**ACTIVITY**: List, from the lines below, each one with "static" in it.

**Collected data entries**:
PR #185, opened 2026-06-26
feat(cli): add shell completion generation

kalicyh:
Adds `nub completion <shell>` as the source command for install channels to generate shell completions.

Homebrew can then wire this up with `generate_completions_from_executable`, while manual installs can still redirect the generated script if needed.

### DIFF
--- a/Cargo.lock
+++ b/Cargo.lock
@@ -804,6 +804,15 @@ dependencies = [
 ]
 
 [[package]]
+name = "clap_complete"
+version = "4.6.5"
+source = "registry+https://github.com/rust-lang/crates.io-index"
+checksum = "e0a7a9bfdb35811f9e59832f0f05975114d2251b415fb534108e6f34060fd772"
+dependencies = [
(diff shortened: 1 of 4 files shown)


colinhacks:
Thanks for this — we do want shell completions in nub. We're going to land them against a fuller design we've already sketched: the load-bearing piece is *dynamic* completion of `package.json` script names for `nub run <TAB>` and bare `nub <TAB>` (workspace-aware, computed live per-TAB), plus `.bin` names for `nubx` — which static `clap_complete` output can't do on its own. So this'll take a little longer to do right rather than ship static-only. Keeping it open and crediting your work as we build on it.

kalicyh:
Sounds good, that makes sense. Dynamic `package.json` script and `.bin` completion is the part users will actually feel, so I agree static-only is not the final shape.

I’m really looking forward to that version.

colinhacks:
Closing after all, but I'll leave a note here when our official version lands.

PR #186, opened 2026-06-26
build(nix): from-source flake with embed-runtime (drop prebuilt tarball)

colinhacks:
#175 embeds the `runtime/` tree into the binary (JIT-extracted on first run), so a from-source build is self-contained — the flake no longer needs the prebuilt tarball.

**RESPONSE TO THE EXERCISE**:
Thanks for this — we do want shell completions in nub. We're going to land them against a fuller design we've already sketched: the load-bearing piece is *dynamic* completion of `package.json` script names for `nub run <TAB>` and bare `nub <TAB>` (workspace-aware, computed live per-TAB), plus `.bin` names for `nubx` — which static `clap_complete` output can't do on its own. So this'll take a little longer to do right rather than ship static-only. Keeping it open and crediting your work as we build on it.
Sounds good, that makes sense. Dynamic `package.json` script and `.bin` completion is the part users will actually feel, so I agree static-only is not the final shape.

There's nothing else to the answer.